We seek to understand how tissue growth is precisely regulated during embryonic development and how dysregulation of this process result in devastating diseases such as cancer. We use the fruit fly, Drosophila melanogaster as a model organism to study how the Hippo signaling pathway and the protocadherins, Dachsous and Fat play an important role in tissue growth and patterning regulation. We also strive to understand how the Hippo pathway gets deregulated in cancers and develop novel chemical inhibitors for this pathway. We employ an interdisciplinary approach using genetics, cell biology, biochemistry and chemical biology.
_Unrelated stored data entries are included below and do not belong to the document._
PR #163, opened 2023-02-02
plugins/utils/indent-blankline: fix enable option

GaetanLepage:
The `enable` option of the indent-blankline plugin was wrongly implemented which was causing a bug when building any nixvim configuration:
```
error: ‘mkIf’ called with a non-Boolean condition
```

The bug was introduced in https://github.com/pta2002/nixvim/commit/89bf2d660b6696b7548214e22f74d343397c9d4e.


traxys:
Oops sorry

pta2002 (approved):

PR #167, opened 2023-02-14
modules/options: use vim.opt instead of vim.o

s1341:
By setting the options on `vim.opt` instead of `vim.o` we are able to use table values (dictionaries/lists) when specifying options.


GaetanLepage:
LGTM !

pta2002 (approved):
looks good to me

PR #173, opened 2023-02-19
plugins/utils/nvim-tree: huge option refactoring + implementation of auto-open deprecated functionality

GaetanLepage:
The options of the `nvim-tree` plugin were not up-to-date.
This PR ensures they are 1:1 compatible with the upstream plugin.
The documentation has also been ported.
My only concern is that this module is now huge.
Maybe, we may prefer to do something more [RFCS-0042](https://github.com/Infinisil/rfcs/blob/config-option/rfcs/0042-config-option.md)-style.
I would like to get your opinion on this.

Furthermore, a manual implementation of the [`open_on_setup` deprecated options](https://github.com/nvim-tree/nvim-tree.lua/wiki/Open-At-Startup).

~~NOTE: This PR requires https://github.com/pta2002/nixvim/pull/172 to be merged.~~ now merged.

### DIFF
--- a/plugins/utils/nvim-tree.nix
+++ b/plugins/utils/nvim-tree.nix
@@ -9,6 +9,27 @@ with lib; let
   helpers = import ../helpers.nix {inherit lib;};
   optionWarnings = import ../../lib/option-warnings.nix args;
   basePluginPath = ["plugins" "nvim-tree"];
+
+  openWinConfigOption =
+    helpers.defaultNullOpts.mkNullable
+    # Type
+    types.attrs
+    # Default
+    ''
+      {
+        col = 1;
+        row = 1;
+        relative = "cursor";
+        border = "shadow";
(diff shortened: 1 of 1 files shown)


pta2002 (changes requested):
Yeah future options should definitely be in an `extraOptions` thing to avoid the exponential growth of the number of options. Since you've already gone through the effort to add all this I think it's fine to keep it in, but for everyone's sanity an `extraOptions` setting here would be for the best

GaetanLepage:
Yeah future options should definitely be in an extraOptions thing to avoid the exponential growth of the number of options. Since you've already gone through the effort to add all this I think it's fine to keep it in, but for everyone's sanity an extraOptions setting here would be for the best

@pta2002 done :)

pta2002 (approved):

PR #688, opened 2023-11-05
fix: Enable `helpers` to be passed as an argument in nixvim

traxys:
With this change `helpers` can be imported using `{pkgs, lib, helpers, ...}` instead of requiring to `import` it.


GaetanLepage (approved):
Good idea !
We might want to change all the files in consequence, no ?

traxys:
Maybe over time, there are over 150 files to change ....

Regulation of growth and morphogenesis during development
Proper size and shape is required for optimal functioning of organs. In multicellular organisms, different tissues develop to a characteristic final size and shape, and maintain an optimal proportion to the body. Misregulation of growth and morphogenesis during development results in structural birth defects that last into adulthood and often lead to organ malfunction. Thus precise coordination of growth and morphogenesis is a fundamental aspect of development that is essential for normal organ function and body organization. The evolutionarily conserved Hippo signaling pathway plays a central role in organ size control and is associated with many cancers. The protocadherins, Dachsous (Ds) and Fat are conserved upstream regulators of Hippo signaling that play a key role in coordinating growth and morphogenesis. Ds and Fat restrict growth by activating Hippo signaling and influence morphogenesis by regulating planar cell polarity and oriented cell divisions. Consistently, mutations affecting this pathway result in a number of diseases affecting organ shape or size, such as Hennekam syndrome and Van Maldergem syndrome. However, the molecular mechanisms by which Fat signaling regulates growth and morphogenesis are not well understood. I have identified Vamana and Early girl, two novel regulators of this signaling pathway. Additionally, my work has led to intriguing findings that suggest that vesicular trafficking plays a crucial role in regulating this pathway, an aspect that is very little explored. Our lab employs an interdisciplinary approach using Drosophila genetics, cell biology and biochemistry to study the vesicular trafficking mechanisms that organize this signaling pathway and to identify novel regulators of this pathway.
Ongoing projects include:
1. How is the spatial organization of the Ds-Fat signaling pathway established?
2. How Ds-Fat signaling regulates Hippo signaling?
3. How Fat signaling regulates organ shape?
Development of novel inhibitors of YAP activity for cancer therapy
The Hippo signaling pathway is evolutionarily conserved in humans, and the downstream effector of this pathway YAP/TAZ is frequently deregulated in most cancers and provides a nodal point for treatment. We take an interdisciplinary approach to understand how this pathway is deregulated in cancers and to develop inhibitorsof YAP activity. YAP/TAZ also plays a critical role in pulmonary fibrosis and YAP activity inhibitors have shown promising effect in treatment of this disease. So the YAP activity inhibitors we develop will also be useful for treatment of fibrosis.
Ongoing projects include:
1. To understand the basic mechanism by which the Hippo pathway is activated and deactivated.
2. To identify novel mechanisms by which YAP/TAZ gets deregulated in different cancers.
3. Development of small-molecule inhibitors of TEAD using computational and experimental methods.
4. Development of TEAD inhibitors by DNA-encoded library screening.
5. Development of Proteolysis Targeting Chimeras (PROTAC) for degrading TEAD.